> **ASSIGNED TASK**: Among the lines below, copy each one in which "updated" appears.
═══ SOURCE MATERIAL ═══
PR #1524, opened 2016-03-17
Add shouldComponentUpdate note to UsageWithReact

joshkel:
I'm learning React + Redux and was having trouble figuring out whether I needed to implement `shouldComponentUpdate`, since performance discussions of React frequently mention it but Redux doesn't mention it at all. I suggest adding an explicit mention here in case anyone else has the same question I did.


joshwcomeau:
I believe the reason it's undocumented is because _how_ it does its optimizations is an implementation detail and subject to change.

I could be wrong though, and it could still be worth documenting. It's a question I had as well :)

gaearon:
Most of the optimizations are actually achieved by memoizing the last rendered element rather than shouldComponentUpdate for reasons that take quite a bit of time to explain. So I wouldn’t go into details there. Can we amend the text to just mention React Redux prevents unnecessary re-renders without explaining how?

joshkel:
Maybe I should explain my rationale a bit more...

The React [Advanced Performance](https://facebook.github.io/react/docs/advanced-performance.html) guide talks about implementing shouldComponentUpdate or using PureRenderMixin to improve performance, as long as state/props are immutable.

Since Redux uses immutable state, trying to figure out how to apply the Advanced Performance guide to Redux made me wonder if I still needed to worry about implementing shouldComponentUpdate or PureRenderMixin for my Redux components. Based on my reading of the Advanced Performance guide, it seemed like a trivial optimization to make (and so the kind of thing that Redux should do itself), but the Redux docs didn't give any details on whether or not it did. I didn't want to not make trivial optimizations, but I didn't want to waste time reimplementing what Redux did, so I ended up going source-diving to try and satisfy myself.

If you don't want to go into details, then is this revision any better? (Or would there be a better section of the docs for addressing this? Or am I worrying too much, and it doesn't need to be addressed at all?)

> You could write a container component by hand, but we suggest instead generating container components with the React Redux library's [`connect()`](https://github.com/reactjs/react-redux/blob/master/docs/api.md#connectmapstatetoprops-mapdispatchtoprops-mergeprops-options) function, which provides many useful optimizations to prevent unnecessary re-renders.  (One result of this is that you shouldn't have to worry about the [React performance suggestion](https://facebook.github.io/react/docs/advanced-performance.html) advice of implementing `shouldComponentUpdate` yourself.)

gaearon:
Yeah this looks fine. :+1: 
Please make sure you don’t have a double space after editing (it exists in the original commit).
Thanks!

joshkel:
I updated the wording. Thank you.

docs/basics/UsageWithReact.md
```diff
@@ -245,7 +245,7 @@ export default App
...
+Now it’s time to hook up those presentational components to Redux by creating some containers. Technically, a container component is just a React component that uses [`store.subscribe()`](../api/Store.md#subscribe) to read a part of the Redux state tree and supply props to a presentational component it renders. You could write a container component by hand, but we suggest instead generating container components with the React Redux library’s [`connect()`](https://github.com/reactjs/react-redux/blob/master/docs/api.md#connectmapstatetoprops-mapdispatchtoprops-mergeprops-options) function, which provides many useful optimizations to prevent unnecessary re-renders. (One result of this is that you shouldn't have to worry about the [React performance suggestion](https://facebook.github.io/react/docs/advanced-performance.html) of implementing `shouldComponentUpdate` yourself.)
```
gaearon: Nit: `shouldn't` -> `shouldn’t`

joshkel: Fixed. Thanks for catching that.

gaearon:
Thanks!

PR #1525, opened 2016-03-17
add async example tests (for #1481)

fshowalter:
This adds specs for the async example. It required a few changes:

* actions
  * `isomorphic-fetch` changed to be called via it's global in order to mock it with `fetch-mock`
* `App.js` 
   * changed to export the un-connected component for test.
   * changed to pass it's action creators via props in order to mock them in the specs.
   * changed to fetch in  `componentWillMount` instead of `componentDidMount` to test via shallow-rendering. This keeps with React's advice about when to fetch data, so win-win.


timdorr:
This will need to be rewritten because of #1883. Please resubmit!

Issue #1531, opened 2016-03-18
installation issue


missinglink:
Is node >12 required? I couldn't find a reference to it in the readme or an 'engines' section in package.json

```
$ npm i

...
> cross-env BABEL_ENV=es babel src --out-dir es

/redux/build/use-lodash-es.js:4
      ImportDeclaration(path) {
                       ^
SyntaxError: Unexpected token (
    at exports.runInThisContext (vm.js:73:16)
    at Module._compile (module.js:443:25)
    at Object.Module._extensions..js (module.js:478:10)
    at Module.load (module.js:355:32)
    at Function.Module._load (module.js:310:12)
    at Module.require (module.js:365:17)
    at require (module.js:384:17)
    at /redux/node_modules/babel-core/lib/transformation/file/options/option-manager.js:177:20
    at Array.map (native)
    at Function.normalisePlugins (/redux/node_modules/babel-core/lib/transformation/file/options/option-manager.js:155:20)
...
```

```
$ node --version
v0.12.12

$ npm --version
2.14.9
```

```
$ git log -1
commit 175f32a99368980e24a4277ad9a3b2a4d012331f
Merge: 80d11be 74b1188
Author: Tim Dorr <timdorr@timdorr.com>
Date:   Fri Mar 11 13:16:20 2016 -0500

    Merge pull request #1515 from arnaudbenard/update-redux-mock-store-docs
    
    update redux-mock-store documentation
```

timdorr:
[We only test Node 4.x.x and v5.x.x](https://github.com/reactjs/redux/blob/master/.travis.yml#L3-L4). You will need one of those versions to build Redux.

missinglink:
Adding an [engines section](https://docs.npmjs.com/files/package.json#engines) to your npm will emit a warning to old-schooler like me :)

timdorr:
Could you submit a PR to add that? Seems like low-hanging fruit if you want to make a contribution :smile: I would do it, but I'm mobile.

missinglink:
no problem, here you go https://github.com/reactjs/redux/pull/1532

on closer inspection it might be better handled with an entry to the readme since the way npm handles that flag is inconsistent.

gaearon:
It is required for contributing. We should add this information to https://github.com/reactjs/redux/blob/master/CONTRIBUTING.md.

It is, however, not required for using Redux. `npm install redux` will work fine.

PR #1532, opened 2016-03-18
add engines section to package.json

missinglink:
re: https://github.com/reactjs/redux/issues/1531

this setting *should* emit a warning to users who are still running node <4

...although according to [this](http://www.marcusoft.net/2015/03/packagejson-and-engines-and-enginestrict.html) that isn't exactly true

when running `git clone && npm i` it doesnt work *but* when installing via `npm i redux` it *does*.

¯\_(ツ)_/¯

### DIFF
--- a/package.json
+++ b/package.json
@@ -104,6 +104,9 @@
     "typescript-definition-tester": "0.0.4",
     "webpack": "^1.9.6"
   },
+  "engines": {
+    "node" : ">=4"
+  },
   "npmName": "redux",
   "npmFileMap": [
     {


timdorr:
@gaearon Is this OK to add? It currently fails to build on older versions of Node.

gaearon:
I don’t think we want this. Yeah you can’t contribute or run tests before Node 4, but you can *use* it just fine which I think what `engines` is all about. You can install Redux on 0.10 and run it if you wish.

timdorr:
@missinglink You were attempting to build Redux, not use it in a project, right? I think that's what I was missing from the previous issue. Built versions work in 0.10 and up, but you'll need 4 and higher to develop.

missinglink:
agh ok thanks, that solves the issue for me, thanks!

PR #1535, opened 2016-03-20
Async example using redux-saga

StuartHarris:
This is a new example that is an exact port of the `async` example, except that it uses `redux-saga` instead of `redux-thunk`. This can improve testability (no mocking or dependency injection needed) and can allow cleaner separation between UI and long lived flows. Also action creators can now just create synchronous actions and need not concern themselves with doing any work.

All the asynchronous coordination is in `sagas/reddit` and is fully tested. No changes have been made to reducers or components.

- [x] port `async` example to use `redux-saga`
- [x] add tests
- [x] move to new example (`async-saga`)


StuartHarris:
Oops! Please don't pull this! It should have been raised against our fork's master.
It's just an example of using `redux-saga` :-)

StuartHarris:
Just realised this has already been done :-) https://github.com/yelouafi/redux-saga/tree/master/examples/async

PR #1536, opened 2016-03-21
Update examples to use functional components

nickuraltsev:


examples/real-world/containers/Root.dev.js
```diff
@@ -1,24 +1,20 @@
...
-      <Provider store={store}>
-        <div>
-          <Router history={history} routes={routes} />
-          <DevTools />
-        </div>
-      </Provider>
-    )
-  }
-}
+const Root = ({ store, history }) =>
```
Aweary: Is React able to parse the `displayName` from named arrow functions? If not it might be good to add a`displayName` property to the exported functions for stuff like `ReactPerf`.

Unless the new `ReactPerf` that @gaearon is working on handles that differently?

nickuraltsev:
@Aweary I've just checked that `ReactPerf` shows the correct names of the functional components in the updated examples. Please see below:

reactperf

timdorr:
This was a part of #1800, which was superceded by #1883. Can you refactor and resubmit now that the examples have changed quite a bit?

PR #1538, opened 2016-03-22
Corrected assertion

coryhouse:
toEqual doesn't exist in Chai. to.equal does though. Perhaps this assumed a different assertion library? 

Regardless, must use deep.equal in Chai to compare objects - otherwise Chai will do a reference type comparison, so the existing example would fail.

### DIFF
--- a/docs/recipes/WritingTests.md
+++ b/docs/recipes/WritingTests.md
@@ -61,7 +61,7 @@ describe('actions', () => {
       type: types.ADD_TODO,
       text
     }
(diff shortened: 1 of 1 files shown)


kjbekkelund:
It's not using Chai, it's using https://www.npmjs.com/package/expect, which has `toEqual`. You'll see this a bit above your fix:

```
import expect from 'expect'
```

coryhouse:
How'd I miss that?! Sigh. Thanks for the quick reply.

PR #201, opened 2021-02-02
[grafana] making grafana ini templetable upstream

sushmareddem:
This PR makes grafana ini templetable

PR #253, opened 2021-03-01
[grafana] support templating grafana ini options

HeWhoWas:
Addresses the same issue as https://github.com/grafana/helm-charts/pull/201 but works. 

Only difference in output is whitespace output when nil values are supplied.

### DIFF
--- a/charts/grafana/Chart.yaml
+++ b/charts/grafana/Chart.yaml
@@ -1,6 +1,6 @@
 apiVersion: v2
 name: grafana
-version: 6.4.4
+version: 6.4.5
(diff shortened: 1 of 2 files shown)


zanhsieh (approved):

BadgerOps:
Hi folks - commenting here but we could probably chat over in #335 - I'm curious why this change was merged with no updates to documentation? This broke the documented method of how to insert the grafana.ini into the values.yaml, which is causing issues for me. I don't mind changing my values if the documentation in this repo is updated to align with the purpose of this change. 

Thanks!

PR #262, opened 2021-03-03
[grafana] Modify ingress template to be compatible with new api version

EtienneBarbier:
Add support to new ingress API.


zanhsieh (approved):

ymatsiuk:
This doesn't seem to be a patch release as it introduced breaking change: in case people have their ingress configured in `values.yaml` they must've been manually updated to comply with new structure.

PR #263, opened 2021-03-03
[promtail] Run config.lokiAddress through the tpl function

diranged:
Run the lokiAddress through the `tpl` function.. this allows us to do things like this:

```yaml
promtail:
  config:
    lokiAddress: https://{{ .Release.Name }}-loki-gateway/loki/api/v1/push
```

### DIFF
--- a/charts/promtail/Chart.yaml
+++ b/charts/promtail/Chart.yaml
@@ -3,7 +3,7 @@ name: promtail
 description: Promtail is an agent which ships the contents of local logs to a Loki instance
 type: application
 appVersion: 2.1.0
-version: 3.1.0
+version: 3.2.0
 home: https://grafana.com/loki
 sources:
   - https://github.com/grafana/loki
--- a/charts/promtail/README.md
+++ b/charts/promtail/README.md
@@ -1,6 +1,6 @@
 # promtail
 
-![Version: 3.1.0](https://img.shields.io/badge/Version-3.1.0-informational?style=flat-square) ![Type: application](https://img.shields.io/badge/Type-application-informational?style=flat-square) ![AppVersion: 2.1.0](https://img.shields.io/badge/AppVersion-2.1.0-informational?style=flat-square)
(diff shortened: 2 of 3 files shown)


unguiculus:
That's already possible and the chart itself does exactly do that. With your PR you template it twice.

diranged:
> That's already possible and the chart itself does exactly do that. With your PR you template it twice.

Can you show me how? I definitely tried it before and after that change and it did not work before. Here I first generate a chart with the 3.1.0 template:

diranged:
@unguiculus,
  Actually I take it back again. The 3.1.0 release will not handle a templated lokiAddress key. If we generate the template with the 3.1.0 release:
```
$ tail -3 Chart.yaml 
  - name: promtail
    version: 3.1.0
$ make template > orig
```

then we update the chart and point it to my test branch
```
$ tail -3 Chart.yaml 
  - name: promtail
    version: 3.2.0
    repository: https://diranged.github.io/grafana-helm-charts
$ make template > new && diff -b -u orig new
...
     app.kubernetes.io/instance: observability
     app.kubernetes.io/version: "2.1.0"
@@ -723,7 +723,7 @@
       http_listen_port: 3101
     
     client:
-      url: https://{{ .Release.Name }}-loki-gateway/loki/api/v1/push
+      url: https://observability-loki-gateway/loki/api/v1/push
@@ -44582,7 +44582,7 @@
 metadata:
   name: observability-promtail
   labels:
-    helm.sh/chart: promtail-3.1.0
```

You can see in the original template the value came through raw, but in my version it gets templatized properly.

diranged:
Here's a simpler test of the 3.1.0 stack:
```
MacBook-Pro:observability diranged$  (⎈ |cluster/dev1-test:observability)$ helm template grafana/promtail --set config.lokiAddress='{{ .Release.Name }}:3100' | grep 'url: '
Error: failed parsing --set data: key "}:3100" has no value
MacBook-Pro:observability diranged$  (⎈ |cluster/dev1-test:observability)$ 
```

unguiculus (approved):
I see. I misunderstood your request. Approved.

PR #267, opened 2021-03-04
[promtail] Add usage instructions

caleb15:
I was surprised to find out that promtail does not work with the `loki` chart out of the box. These directions should help other people going forward.


caleb15:
Closing this - need to redo for DCO :(

Issue #271, opened 2021-03-04
Helm chart reporting erros since grafana-6.4.6


andrew-pickin-epi:
"upgrade failed: unable to recognize \"\": no matches for kind \"Ingress\" in version \"networking.k8s.io/v1\""

Value file is available however this worked file until an hour ago or so, believe the problem is will upstream inconsistency.

ymatsiuk:
There is a breaking change introduced in `6.4.6` and if your `values.yaml` contains ingress configuration, please make sure those comply with `networking.k8s.io/v1` ingress spec.

andrew-pickin-epi:
Breaking changes should not be introduced as a minor version update.

ymatsiuk:
This is completely another story, but I agree!

andrew-pickin-epi:
How? 

This is my current ingress. It looks like it should match the current values.yaml file.

```
    ingress:
      enabled: true
      annotations:
        kubernetes.io/ingress.class: "nginx"
        nginx.ingress.kubernetes.io/auth-url: "https://$host/oauth2/auth"
        nginx.ingress.kubernetes.io/auth-signin: "https://$host/oauth2/start?rd=$escaped_request_uri"
        nginx.ingress.kubernetes.io/configuration-snippet: |
          auth_request_set $user   $upstream_http_x_auth_request_user;
          auth_request_set $email  $upstream_http_x_auth_request_email;
          proxy_set_header X-User  $user;
          proxy_set_header X-Email $email;
      labels: {}
      hosts:
        - grafana__NAME__.epimorphics.net
      paths:
        - /
```

ymatsiuk:
Check comments under [ingress section](https://github.com/grafana/helm-charts/blob/5ccc112675fba1c1d51cb4c59f30a108cda5095e/charts/grafana/values.yaml#L161)

andrew-pickin-epi:
Are you saying that I now need to specify and Ingres Class?
In which case the values.yaml fine needs to show that this is now this mandatory.

My ingress file matches the intent of the current values.yaml file. If this is no longer correct the values.yaml file requires updating to reflect this. Some commented link to documentation is not sufficient.

ymatsiuk:
Just to clarify: I'm in the same situation as you are currently - my helm is also broken due to validation errors. My issue is a bit different though and I've found my answers in the commented out section. 

[...]

PR #275, opened 2021-03-05
[grafana] validate existence of ingress object in new networking api version

bkbwese:
otherwise the if statement will incorrectly use the networking api on
versions of k8s that don't have networking.k8s.io/v1/Ingress <v1.19

earlier PR from issue 271 fixed another issue related to the same recent change,
this should fix the specific error regarding ingress missing from networking.k8s.io/v1
in k8s clusters older than v1.19
https://github.com/grafana/helm-charts/issues/271

### DIFF
--- a/charts/grafana/Chart.yaml
+++ b/charts/grafana/Chart.yaml
@@ -1,6 +1,6 @@
 apiVersion: v2
 name: grafana
-version: 6.4.7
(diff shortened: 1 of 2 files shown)


bkbwese:
jk this is a dupe of #273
═══
> **RESPONSE FOR THIS EXERCISE**:
I updated the wording. Thank you.
@Aweary I've just checked that `ReactPerf` shows the correct names of the functional components in the updated examples. Please see below:
Hi folks - commenting here but we could probably chat over in #335 - I'm curious why this change was merged with no updates to documentation? This broke the documented method of how to insert the grafana.ini into the values.yaml, which is causing issues for me. I don't mind changing my values if the documentation in this repo is updated to align with the purpose of this change. 
This doesn't seem to be a patch release as it introduced breaking change: in case people have their ingress configured in `values.yaml` they must've been manually updated to comply with new structure.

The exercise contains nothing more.